** Recorded information follows **

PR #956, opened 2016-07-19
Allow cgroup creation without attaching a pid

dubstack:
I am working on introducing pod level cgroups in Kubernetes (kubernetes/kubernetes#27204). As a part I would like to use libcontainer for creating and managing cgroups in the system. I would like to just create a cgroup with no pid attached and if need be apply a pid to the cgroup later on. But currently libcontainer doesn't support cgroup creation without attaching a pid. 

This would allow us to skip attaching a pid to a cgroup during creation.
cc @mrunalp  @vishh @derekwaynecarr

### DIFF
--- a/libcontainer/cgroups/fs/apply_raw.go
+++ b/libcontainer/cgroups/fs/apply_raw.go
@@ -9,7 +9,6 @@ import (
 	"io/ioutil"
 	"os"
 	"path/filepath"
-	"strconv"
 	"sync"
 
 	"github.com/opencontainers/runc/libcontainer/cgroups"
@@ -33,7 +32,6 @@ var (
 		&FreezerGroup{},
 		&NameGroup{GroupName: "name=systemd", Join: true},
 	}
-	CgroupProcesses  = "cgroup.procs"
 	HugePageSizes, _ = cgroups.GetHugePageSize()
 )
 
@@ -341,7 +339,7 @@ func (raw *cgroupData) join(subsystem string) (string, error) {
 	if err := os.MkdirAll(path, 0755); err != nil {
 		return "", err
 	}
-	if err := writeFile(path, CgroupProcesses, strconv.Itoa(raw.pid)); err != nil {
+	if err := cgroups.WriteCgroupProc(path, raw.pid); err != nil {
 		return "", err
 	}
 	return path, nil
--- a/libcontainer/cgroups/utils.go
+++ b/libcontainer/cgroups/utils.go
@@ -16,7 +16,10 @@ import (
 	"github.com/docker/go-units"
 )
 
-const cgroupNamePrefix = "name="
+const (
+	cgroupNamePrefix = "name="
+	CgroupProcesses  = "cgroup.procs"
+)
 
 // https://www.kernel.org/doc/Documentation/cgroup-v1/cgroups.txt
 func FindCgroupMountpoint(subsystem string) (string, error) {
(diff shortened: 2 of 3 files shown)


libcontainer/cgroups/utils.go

** End of Recorded information **
** Recorded information follows **

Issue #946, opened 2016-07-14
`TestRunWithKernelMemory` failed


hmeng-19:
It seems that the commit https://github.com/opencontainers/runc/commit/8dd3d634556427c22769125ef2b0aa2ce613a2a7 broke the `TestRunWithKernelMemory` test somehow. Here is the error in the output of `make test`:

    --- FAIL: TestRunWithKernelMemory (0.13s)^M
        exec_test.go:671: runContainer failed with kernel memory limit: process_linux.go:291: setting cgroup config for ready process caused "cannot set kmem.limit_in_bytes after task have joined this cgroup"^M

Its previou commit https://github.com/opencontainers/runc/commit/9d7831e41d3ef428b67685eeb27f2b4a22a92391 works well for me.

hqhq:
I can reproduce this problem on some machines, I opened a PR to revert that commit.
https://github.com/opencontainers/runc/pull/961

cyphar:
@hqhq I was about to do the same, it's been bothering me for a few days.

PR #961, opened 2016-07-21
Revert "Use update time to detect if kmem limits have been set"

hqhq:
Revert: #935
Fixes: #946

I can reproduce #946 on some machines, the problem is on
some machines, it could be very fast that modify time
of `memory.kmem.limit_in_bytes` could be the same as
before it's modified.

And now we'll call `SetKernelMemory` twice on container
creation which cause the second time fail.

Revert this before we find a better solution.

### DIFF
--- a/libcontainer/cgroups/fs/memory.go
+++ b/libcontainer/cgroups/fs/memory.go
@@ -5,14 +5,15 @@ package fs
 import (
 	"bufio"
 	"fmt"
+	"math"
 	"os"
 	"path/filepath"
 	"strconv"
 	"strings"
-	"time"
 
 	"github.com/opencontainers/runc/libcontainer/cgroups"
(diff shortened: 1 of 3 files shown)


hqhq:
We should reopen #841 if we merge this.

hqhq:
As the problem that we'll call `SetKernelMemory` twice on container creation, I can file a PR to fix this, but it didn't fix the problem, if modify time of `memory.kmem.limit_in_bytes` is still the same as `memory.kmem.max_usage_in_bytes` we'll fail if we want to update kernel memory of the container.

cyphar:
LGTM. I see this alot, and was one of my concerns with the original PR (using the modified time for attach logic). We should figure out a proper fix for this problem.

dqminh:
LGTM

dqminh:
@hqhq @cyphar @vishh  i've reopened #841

** End of Recorded information **
** Recorded information follows **

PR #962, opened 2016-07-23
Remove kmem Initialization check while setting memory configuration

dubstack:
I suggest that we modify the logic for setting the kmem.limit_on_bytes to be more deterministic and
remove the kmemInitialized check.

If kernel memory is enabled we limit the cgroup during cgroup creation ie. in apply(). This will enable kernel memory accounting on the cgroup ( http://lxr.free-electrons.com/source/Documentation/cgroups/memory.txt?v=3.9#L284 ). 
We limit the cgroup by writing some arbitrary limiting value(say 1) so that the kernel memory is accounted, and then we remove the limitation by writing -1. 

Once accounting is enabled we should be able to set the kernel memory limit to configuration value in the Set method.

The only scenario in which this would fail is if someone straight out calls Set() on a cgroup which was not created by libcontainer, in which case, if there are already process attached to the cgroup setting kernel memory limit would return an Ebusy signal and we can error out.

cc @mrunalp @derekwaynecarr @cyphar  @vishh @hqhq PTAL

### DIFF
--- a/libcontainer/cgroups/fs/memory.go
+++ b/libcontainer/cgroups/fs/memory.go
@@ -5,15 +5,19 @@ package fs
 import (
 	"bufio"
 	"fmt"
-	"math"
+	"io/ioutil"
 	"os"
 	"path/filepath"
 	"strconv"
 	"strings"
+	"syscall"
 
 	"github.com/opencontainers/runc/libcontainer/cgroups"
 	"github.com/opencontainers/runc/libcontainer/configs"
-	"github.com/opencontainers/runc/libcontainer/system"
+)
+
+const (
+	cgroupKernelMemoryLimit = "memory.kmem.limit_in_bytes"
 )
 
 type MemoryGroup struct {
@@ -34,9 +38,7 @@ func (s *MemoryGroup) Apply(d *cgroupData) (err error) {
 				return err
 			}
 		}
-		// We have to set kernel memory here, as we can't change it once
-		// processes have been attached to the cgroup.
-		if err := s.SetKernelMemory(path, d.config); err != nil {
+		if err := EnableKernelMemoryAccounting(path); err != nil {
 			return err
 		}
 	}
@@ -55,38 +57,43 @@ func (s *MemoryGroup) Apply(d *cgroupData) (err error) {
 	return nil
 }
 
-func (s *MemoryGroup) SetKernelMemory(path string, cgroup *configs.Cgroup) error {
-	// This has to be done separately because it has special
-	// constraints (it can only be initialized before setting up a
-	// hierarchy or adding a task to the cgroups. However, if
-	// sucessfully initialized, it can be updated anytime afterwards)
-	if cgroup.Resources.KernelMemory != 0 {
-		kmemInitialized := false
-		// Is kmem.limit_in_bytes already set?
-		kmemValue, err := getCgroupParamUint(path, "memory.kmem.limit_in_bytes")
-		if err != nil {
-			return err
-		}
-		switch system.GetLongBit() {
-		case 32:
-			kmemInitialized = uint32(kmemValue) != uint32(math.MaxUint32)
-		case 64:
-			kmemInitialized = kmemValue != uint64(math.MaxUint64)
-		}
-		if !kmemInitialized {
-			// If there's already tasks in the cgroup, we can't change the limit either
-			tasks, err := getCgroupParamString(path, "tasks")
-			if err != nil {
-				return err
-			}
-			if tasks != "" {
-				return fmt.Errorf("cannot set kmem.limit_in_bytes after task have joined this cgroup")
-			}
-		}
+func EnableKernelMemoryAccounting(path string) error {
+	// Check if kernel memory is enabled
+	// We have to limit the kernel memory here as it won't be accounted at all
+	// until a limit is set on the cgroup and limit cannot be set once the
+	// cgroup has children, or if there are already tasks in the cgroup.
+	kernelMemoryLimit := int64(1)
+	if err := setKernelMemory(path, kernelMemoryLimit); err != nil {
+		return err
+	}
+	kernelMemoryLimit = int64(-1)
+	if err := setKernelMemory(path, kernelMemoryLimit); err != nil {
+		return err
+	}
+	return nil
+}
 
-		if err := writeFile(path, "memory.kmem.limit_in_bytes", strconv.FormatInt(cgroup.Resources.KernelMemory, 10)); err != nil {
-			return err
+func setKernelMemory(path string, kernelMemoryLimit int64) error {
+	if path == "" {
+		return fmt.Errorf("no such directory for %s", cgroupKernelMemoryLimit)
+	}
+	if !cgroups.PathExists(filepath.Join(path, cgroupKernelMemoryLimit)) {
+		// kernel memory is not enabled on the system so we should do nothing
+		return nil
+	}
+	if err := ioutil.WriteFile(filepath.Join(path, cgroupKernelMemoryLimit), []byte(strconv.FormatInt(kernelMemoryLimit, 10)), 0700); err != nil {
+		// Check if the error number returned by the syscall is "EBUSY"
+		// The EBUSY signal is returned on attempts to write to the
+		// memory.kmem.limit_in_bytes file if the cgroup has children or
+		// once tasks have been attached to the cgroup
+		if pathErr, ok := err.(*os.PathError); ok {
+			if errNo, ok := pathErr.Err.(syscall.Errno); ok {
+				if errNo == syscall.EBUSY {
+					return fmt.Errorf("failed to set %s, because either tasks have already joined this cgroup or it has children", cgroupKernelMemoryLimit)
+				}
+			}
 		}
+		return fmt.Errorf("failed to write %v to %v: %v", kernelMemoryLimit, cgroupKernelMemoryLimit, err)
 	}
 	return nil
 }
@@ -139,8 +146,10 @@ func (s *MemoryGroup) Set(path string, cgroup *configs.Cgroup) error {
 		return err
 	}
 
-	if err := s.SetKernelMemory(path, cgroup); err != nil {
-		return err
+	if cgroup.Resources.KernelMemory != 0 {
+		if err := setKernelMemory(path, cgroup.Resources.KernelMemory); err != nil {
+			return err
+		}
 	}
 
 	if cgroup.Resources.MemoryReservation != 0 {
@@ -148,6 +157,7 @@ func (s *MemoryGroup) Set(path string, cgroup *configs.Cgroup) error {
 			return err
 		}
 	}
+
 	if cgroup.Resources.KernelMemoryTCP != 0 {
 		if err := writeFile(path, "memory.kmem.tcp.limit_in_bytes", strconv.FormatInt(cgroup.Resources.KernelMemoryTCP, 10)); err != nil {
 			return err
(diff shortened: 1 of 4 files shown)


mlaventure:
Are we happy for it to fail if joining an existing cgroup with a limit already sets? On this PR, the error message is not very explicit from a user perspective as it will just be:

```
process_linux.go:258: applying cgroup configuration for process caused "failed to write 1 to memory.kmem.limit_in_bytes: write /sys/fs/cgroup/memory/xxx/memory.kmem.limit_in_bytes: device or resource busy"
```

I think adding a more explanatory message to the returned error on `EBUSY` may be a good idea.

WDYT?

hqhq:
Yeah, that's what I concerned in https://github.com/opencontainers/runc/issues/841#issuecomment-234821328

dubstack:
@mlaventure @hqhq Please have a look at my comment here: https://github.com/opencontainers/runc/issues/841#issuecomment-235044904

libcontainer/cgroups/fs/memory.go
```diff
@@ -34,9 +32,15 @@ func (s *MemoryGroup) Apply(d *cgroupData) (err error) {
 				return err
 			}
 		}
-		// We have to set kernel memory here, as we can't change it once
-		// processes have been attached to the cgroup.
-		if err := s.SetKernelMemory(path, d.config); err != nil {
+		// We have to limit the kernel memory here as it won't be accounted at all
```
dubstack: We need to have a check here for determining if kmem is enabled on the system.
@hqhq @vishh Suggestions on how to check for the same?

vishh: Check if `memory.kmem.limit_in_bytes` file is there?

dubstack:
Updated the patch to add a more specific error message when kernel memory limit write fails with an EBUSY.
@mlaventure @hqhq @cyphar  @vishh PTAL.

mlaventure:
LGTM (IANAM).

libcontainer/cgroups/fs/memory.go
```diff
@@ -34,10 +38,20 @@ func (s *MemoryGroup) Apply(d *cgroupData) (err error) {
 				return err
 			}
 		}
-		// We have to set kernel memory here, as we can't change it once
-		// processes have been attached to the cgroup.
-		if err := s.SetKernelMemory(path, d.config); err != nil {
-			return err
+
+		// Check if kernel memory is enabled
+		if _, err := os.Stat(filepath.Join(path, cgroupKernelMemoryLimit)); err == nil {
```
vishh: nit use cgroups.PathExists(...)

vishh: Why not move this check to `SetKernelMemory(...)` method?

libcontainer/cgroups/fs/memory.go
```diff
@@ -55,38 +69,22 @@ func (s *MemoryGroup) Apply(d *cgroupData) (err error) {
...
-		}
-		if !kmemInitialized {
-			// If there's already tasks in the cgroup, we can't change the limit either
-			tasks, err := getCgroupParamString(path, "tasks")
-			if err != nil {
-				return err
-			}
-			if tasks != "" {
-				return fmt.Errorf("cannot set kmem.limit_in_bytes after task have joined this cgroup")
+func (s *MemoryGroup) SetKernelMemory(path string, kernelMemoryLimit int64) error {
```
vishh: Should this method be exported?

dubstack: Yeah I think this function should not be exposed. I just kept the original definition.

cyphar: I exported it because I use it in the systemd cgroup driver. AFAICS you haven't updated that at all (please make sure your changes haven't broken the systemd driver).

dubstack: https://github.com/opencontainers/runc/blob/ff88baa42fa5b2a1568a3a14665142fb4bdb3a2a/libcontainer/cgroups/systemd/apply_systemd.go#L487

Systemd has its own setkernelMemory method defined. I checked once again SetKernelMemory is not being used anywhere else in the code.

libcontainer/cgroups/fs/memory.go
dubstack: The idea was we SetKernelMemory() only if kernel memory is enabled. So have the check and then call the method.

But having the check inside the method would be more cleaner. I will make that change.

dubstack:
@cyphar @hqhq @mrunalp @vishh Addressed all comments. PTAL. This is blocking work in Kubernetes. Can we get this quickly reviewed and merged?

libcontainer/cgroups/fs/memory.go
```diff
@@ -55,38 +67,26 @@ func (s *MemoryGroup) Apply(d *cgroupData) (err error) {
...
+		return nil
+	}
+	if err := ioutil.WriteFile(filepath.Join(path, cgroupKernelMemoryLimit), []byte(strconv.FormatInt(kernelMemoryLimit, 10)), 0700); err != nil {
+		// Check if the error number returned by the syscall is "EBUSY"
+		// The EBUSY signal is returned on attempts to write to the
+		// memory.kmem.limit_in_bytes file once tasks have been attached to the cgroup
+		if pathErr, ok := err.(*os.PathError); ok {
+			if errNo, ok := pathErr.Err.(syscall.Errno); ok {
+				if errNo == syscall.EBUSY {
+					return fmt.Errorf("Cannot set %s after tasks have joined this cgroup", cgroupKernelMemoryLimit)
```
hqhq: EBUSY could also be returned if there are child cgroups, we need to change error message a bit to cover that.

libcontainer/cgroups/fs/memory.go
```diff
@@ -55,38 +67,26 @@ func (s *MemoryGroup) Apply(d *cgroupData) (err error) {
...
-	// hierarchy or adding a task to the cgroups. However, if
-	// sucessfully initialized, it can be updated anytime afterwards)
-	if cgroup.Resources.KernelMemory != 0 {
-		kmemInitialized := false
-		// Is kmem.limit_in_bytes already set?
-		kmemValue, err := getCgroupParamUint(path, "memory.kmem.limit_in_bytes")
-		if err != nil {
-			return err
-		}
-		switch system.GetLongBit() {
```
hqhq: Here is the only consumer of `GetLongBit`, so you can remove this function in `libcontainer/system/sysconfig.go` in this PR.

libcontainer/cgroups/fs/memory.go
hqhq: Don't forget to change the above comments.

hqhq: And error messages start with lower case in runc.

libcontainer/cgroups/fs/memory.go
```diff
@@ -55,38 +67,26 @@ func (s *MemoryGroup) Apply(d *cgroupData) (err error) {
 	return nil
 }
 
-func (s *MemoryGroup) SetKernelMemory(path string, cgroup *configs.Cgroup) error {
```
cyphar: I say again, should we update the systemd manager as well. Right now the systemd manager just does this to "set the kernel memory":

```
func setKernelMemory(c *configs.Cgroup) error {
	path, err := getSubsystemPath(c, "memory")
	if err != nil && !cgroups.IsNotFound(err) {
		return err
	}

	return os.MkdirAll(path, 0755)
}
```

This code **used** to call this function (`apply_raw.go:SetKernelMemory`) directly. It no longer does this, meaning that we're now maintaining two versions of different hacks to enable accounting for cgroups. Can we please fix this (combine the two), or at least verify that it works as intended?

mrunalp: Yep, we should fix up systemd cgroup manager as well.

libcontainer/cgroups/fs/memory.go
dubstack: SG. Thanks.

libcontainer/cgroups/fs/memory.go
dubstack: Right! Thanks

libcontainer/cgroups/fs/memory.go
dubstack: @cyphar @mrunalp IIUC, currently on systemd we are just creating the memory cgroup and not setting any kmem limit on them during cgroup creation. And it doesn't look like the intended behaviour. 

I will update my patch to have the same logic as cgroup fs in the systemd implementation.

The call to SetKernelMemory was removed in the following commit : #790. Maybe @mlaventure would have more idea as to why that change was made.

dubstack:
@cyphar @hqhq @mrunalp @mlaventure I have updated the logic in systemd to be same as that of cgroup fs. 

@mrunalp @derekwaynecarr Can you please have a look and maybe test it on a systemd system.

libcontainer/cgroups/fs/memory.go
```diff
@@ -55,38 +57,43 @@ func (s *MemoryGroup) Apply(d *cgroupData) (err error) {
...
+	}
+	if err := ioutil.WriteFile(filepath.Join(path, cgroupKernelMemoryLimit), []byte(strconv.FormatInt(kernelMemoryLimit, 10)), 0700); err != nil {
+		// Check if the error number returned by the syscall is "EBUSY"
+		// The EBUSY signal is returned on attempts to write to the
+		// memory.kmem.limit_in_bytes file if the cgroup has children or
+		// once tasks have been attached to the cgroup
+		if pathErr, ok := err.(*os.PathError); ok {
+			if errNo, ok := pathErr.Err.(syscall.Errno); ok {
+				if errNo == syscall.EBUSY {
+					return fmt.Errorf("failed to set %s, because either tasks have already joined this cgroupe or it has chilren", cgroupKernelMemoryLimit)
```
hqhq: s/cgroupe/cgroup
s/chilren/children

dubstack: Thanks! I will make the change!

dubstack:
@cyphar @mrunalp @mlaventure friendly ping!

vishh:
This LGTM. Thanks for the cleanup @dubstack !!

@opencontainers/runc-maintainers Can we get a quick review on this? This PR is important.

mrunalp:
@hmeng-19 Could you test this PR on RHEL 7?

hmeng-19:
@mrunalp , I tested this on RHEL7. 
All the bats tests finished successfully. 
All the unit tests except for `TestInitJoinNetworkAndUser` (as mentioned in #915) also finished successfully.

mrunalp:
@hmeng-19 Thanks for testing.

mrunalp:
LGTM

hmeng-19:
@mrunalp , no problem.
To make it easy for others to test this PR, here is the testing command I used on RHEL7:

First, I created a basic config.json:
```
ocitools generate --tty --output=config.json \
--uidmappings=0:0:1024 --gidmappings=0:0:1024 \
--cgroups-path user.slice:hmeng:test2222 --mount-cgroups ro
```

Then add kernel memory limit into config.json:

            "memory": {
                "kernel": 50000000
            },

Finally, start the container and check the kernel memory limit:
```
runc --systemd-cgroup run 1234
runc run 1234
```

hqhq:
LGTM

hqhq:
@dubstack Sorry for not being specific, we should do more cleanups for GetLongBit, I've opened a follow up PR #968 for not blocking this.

** End of Recorded information **

= What is expected =
Check each line in the records above for the word "again". Return those that have it.

= Your response =
Systemd has its own setkernelMemory method defined. I checked once again SetKernelMemory is not being used anywhere else in the code.
cyphar: I say again, should we update the systemd manager as well. Right now the systemd manager just does this to "set the kernel memory":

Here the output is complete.